Your response should contain every line from the data below that holds the string "upper".
= Beginning of Section =
PR #1383, opened 2024-12-11
[RHCLOUD-33414] - restrict the Custom default access group renaming

EvanCasey13:
## Link(s) to Jira
https://issues.redhat.com/browse/RHCLOUD-33414

## Local Testing

## Checklist

- [ ] Input Validation
- [ ] Output Encoding
- [ ] Session Management
- [ ] Access Control
- [ ] Cryptographic Practices
- [ ] Data Protection
- [ ] Communication Security
- [ ] System Configuration
- [ ] Database Security
- [ ] File Management
- [ ] Memory Management


rbac/management/group/view.py
```diff
@@ -435,6 +455,7 @@ def update(self, request, *args, **kwargs):
             }
         """
         validate_uuid(kwargs.get("uuid"), "group uuid validation")
+        self.restrict_custom_default_group_renaming(request)
```
astrozzc, line 458: If you put this after the group = self.get_object(), you can check if the group is custom default group by group.platform_default. Which will simplify your method a lot

rbac/management/group/view.py
```diff
@@ -438,6 +458,10 @@ def update(self, request, *args, **kwargs):
         self.protect_system_groups("update")
 
         group = self.get_object()
+
+        if group.platform_default:
+            self.restrict_custom_default_group_renaming(request)
```
astrozzc, line 463: Since you get the group above, you can put it into the method. If the name/description different from group.name/description, raise validation error

rbac/management/group/view.py
```diff
@@ -225,6 +225,26 @@ def protect_system_groups(self, action, group=None):
...
+    def restrict_custom_default_group_renaming(self, request, group):
+        """Restrict users from changing the name or description of the Custom default group."""
+        method = request.method
+        name = request.data.get("name")
+        description = request.data.get("description")
+        invalid_methods = {"PUT"}
+        is_updating = method in invalid_methods
+        try:
+            custom_default_group = Group.objects.get(name="Custom default group")
+            is_custom_group = (
```
astrozzc, line 237: you can use `group.platform_default and not group.system` to determine it is custom default group. You can

rbac/management/group/view.py
```diff
@@ -225,6 +225,17 @@ def protect_system_groups(self, action, group=None):
             error = {key: [_(message)]}
             raise serializers.ValidationError(error)
 
+    def restrict_custom_default_group_renaming(self, request, group):
```
lpichler, line 228: This method does multiple  things:
- check HTTP method
- check custom group
- raise Validation error 

Is there a change to split it ? More details in comments

Can this logic be part only of update operation ? (So we don't need check on  HTTP method)

rbac/management/group/view.py
```diff
@@ -225,6 +225,17 @@ def protect_system_groups(self, action, group=None):
...
+        """Restrict users from changing the name or description of the Custom default group."""
+        method = request.method
+        invalid_methods = {"PUT"}
+        is_updating = method in invalid_methods
+        if group.platform_default and not group.system and is_updating:
+            key = "Custom default group"
```
lpichler, line 234: is to possible to keep this consistent across app ? key is `detail` - it refers to this https://datatracker.ietf.org/doc/html/rfc7807#section-3.1

tests/management/group/test_view.py
```diff
@@ -187,6 +187,11 @@ def setUp(self):
         self.defPolicy = Policy(name="defPolicy", system=True, tenant=self.public_tenant, group=self.defGroup)
         self.defPolicy.save()
 
+        self.Custom_default_group = Group(
```
lpichler, line 190: nit: I think preferred is lower case.

rbac/management/group/serializer.py
```diff
@@ -43,6 +43,21 @@ def get_roleCount(self, obj):
         """Role count for the serializer."""
         return obj.role_count()
 
+    def is_custom_default_group(self, group):
+        """Check if the group is custom default or not."""
+        if group.platform_default and not group.system:
+            return True
+        return False
```
astrozzc, line 50: You can do return group.platform_default and not group.system

astrozzc (approved):
LGTM!

rbac/management/group/serializer.py
```diff
@@ -43,6 +43,21 @@ def get_roleCount(self, obj):
...
+
+    def restrict_custom_default_group_renaming(self, group):
+        """Restrict users from changing the name or description of the Custom default group."""
+        is_custom_default = self.is_custom_default_group(group)
+        if is_custom_default:
+            key = "detail"
+            message = "Updating the name or description of Custom default group is restricted"
```
petracihalova, line 57: nitpick: it would be nice to have the name of the group in single quotes to distinguish what is name group

rbac/management/group/serializer.py
```diff
@@ -43,6 +43,21 @@ def get_roleCount(self, obj):
...
+            error = {key: [(message)]}
```
petracihalova, line 58: I believe the parentheses here are not needed
`error = {key: [message]}`

petracihalova (changes requested):
hi Evan, thank you for the change, but we need to review it a little bit, please after you try to change the `Custom default access` group and you get 400 (that is expected), check the data from database and you will see the record was changed, that is because `self.restrict_custom_default_group_renaming(group)` is called after `group = super().update(instance, validated_data)`. 

```
    def update(self, instance, validated_data):
        """Update the role object in the database."""
        group = super().update(instance, validated_data)
        self.restrict_custom_default_group_renaming(group)
        group_obj_change_notification_handler(self.context["request"].user, group, "updated")
        return group
```

I think we should use different direction here, I am open to discussion because I am not so experienced here and maybe we can use something similar as `protect_system_groups()` in the view ([here](https://github.com/RedHatInsights/insights-rbac/blob/878fbb81f0997274384e27c01d063952c64e71ba/rbac/management/group/view.py#L438)), and we should still keep in mind that it is possible to delete this group and add and remove roles from it

one option is to add new condition into `protect_system_groups()`, for example something like

```
    def protect_system_groups(self, action, group=None):
        """Deny modifications on system groups."""
        if group is None:
            group = self.get_object()
        if group.system:
            key = "group"
            message = "{} cannot be performed on system groups.".format(action.upper())
            error = {key: [_(message)]}
        if group.platform_default and action == "update":
            key = "group"
            message = "It is not allowed to change name or description of the 'Custom default access' group."
            error = {key: [_(message)]}
```
cc: @lpichler @astrozzc

astrozzc:
> hi Evan, thank you for the change, but we need to review it a little bit, please after you try to change the `Custom default access` group and you get 400 (that is expected), check the data from database and you will see the record was changed, that is because `self.restrict_custom_default_group_renaming(group)` is called after `group = super().update(instance, validated_data)`.
> 
> ```
>     def update(self, instance, validated_data):
>         """Update the role object in the database."""
>         group = super().update(instance, validated_data)
>         self.restrict_custom_default_group_renaming(group)
>         group_obj_change_notification_handler(self.context["request"].user, group, "updated")
>         return group
> ```
> 
> I think we should use different direction here, I am open to discussion because I am not so experienced here and maybe we can use something similar as `protect_system_groups()` in the view ([here](https://github.com/RedHatInsights/insights-rbac/blob/878fbb81f0997274384e27c01d063952c64e71ba/rbac/management/group/view.py#L438)), and we should still keep in mind that it is possible to delete this group and add and remove roles from it
> 
> one option is to add new condition into `protect_system_groups()`, for example something like
> 
> ```
>     def protect_system_groups(self, action, group=None):
>         """Deny modifications on system groups."""
>         if group is None:
>             group = self.get_object()
>         if group.system:
>             key = "group"
>             message = "{} cannot be performed on system groups.".format(action.upper())
>             error = {key: [_(message)]}
>             raise serializers.ValidationError(error)
>         if group.platform_default and action == "update":
>             key = "group"
>             message = "It is not allowed to change name or description of the 'Custom default access' group."
>             error = {key: [_(message)]}
>             raise serializers.ValidationError(error)
> ```
> 
> cc: @lpichler @astrozzc

astrozzc:
Yea, thanks Petra, good catch!!! And I agree putting the function inside the view seems to be appropriate.

The `protect_system_groups` has been used in several places, it is better have a separate function `restrict_custom_default_group_renaming` next to `protect_system_groups`, so that we don't run this checking of renaming logic only when necessary.

astrozzc:
Yea, thanks Petra, good catch!!! And I agree putting the function inside the view seems to be appropriate.

The `protect_system_groups` has been used in several places, it is better have a separate function `restrict_custom_default_group_renaming` next to `protect_system_groups`, so that we don't run this checking of renaming logic only when necessary.

vbelchio:
QE: Passed

tests/management/group/test_view.py
```diff
@@ -808,6 +809,16 @@ def test_update_default_group(self):
...
+    def test_update_custom_default_group(self):
+        """Test that Custom default group is protected from updates"""
+        customDefGroup = Group(name="customDefGroup", platform_default=True, system=False, tenant=self.tenant)
+        customDefGroup.save()
+        url = reverse("v1_management:group-detail", kwargs={"uuid": customDefGroup.uuid})
+        test_data = {"name": "new_name" + "_updated", "description": "new_description" + "_updated"}
+        client = APIClient()
+        response = client.put(url, test_data, format="json", **self.headers)
+        self.assertEqual(response.status_code, status.HTTP_400_BAD_REQUEST)
+
```
petracihalova, line 821: nice job 👍 I have small nitpick ... I would like to check not only status code but the text of the err message to be 100% sure that rbac returns 400 from correct condition, for example something like this
```
 expected_err_message = "Updating the name or description of 'Custom default group' is restricted"
 self.assertEqual(response.data.get("errors")[0].get("detail"), expected_err_message)
```
you can add it if you want but for now we can merge this PR

petracihalova (approved):

PR #779, opened 2023-01-04
[RHCLOUD-22827]Add logs for internal RBAC endpoint requests

abaiken:
## Link(s) to Jira
- [RHCLOUD-22827](https://issues.redhat.com/browse/RHCLOUD-22827)

## Description of Intent of Change(s)
Add logging for internal endpoints & add `is_internal` field to the log object 

## Local Testing
1. Bring up the project as you would normally (I used docker-compose)
2. Test non-internal endpoint by running `curl http://localhost:8000/api/rbac/v1/roles/ -v`
In the rbac server logs you should see something similar to the following: 
```
rbac-server_1     | [2023-01-05 14:48:48,178] INFO: {'method': 'GET', 'path': '/api/rbac/v1/roles/', 'status': 200, 'request_id': None, 'account': '10001', 'org_id': '11111', 'username': 'user_dev', 'is_admin': True, 'is_system': False, 'is_internal': False}
```
3. Test an internal endpoint by running `curl hhttp://localhost:8000/_private/api/tenant/ -v -H 'User-Type: associate'`
In the rbac server logs you should see something similar to the following: 
```
rbac-server_1     | [2023-01-05 14:58:16,676] INFO: {'method': 'GET', 'path': '/_private/api/tenant/', 'status': 200, 'request_id': None, 'account': None, 'org_id': None, 'username': 'associate_dev@bar.com', 'is_admin': True, 'is_system': False, 'is_internal': True}
```
## Checklist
= End of Section =
TASK RESPONSE:
            message = "{} cannot be performed on system groups.".format(action.upper())
>             message = "{} cannot be performed on system groups.".format(action.upper())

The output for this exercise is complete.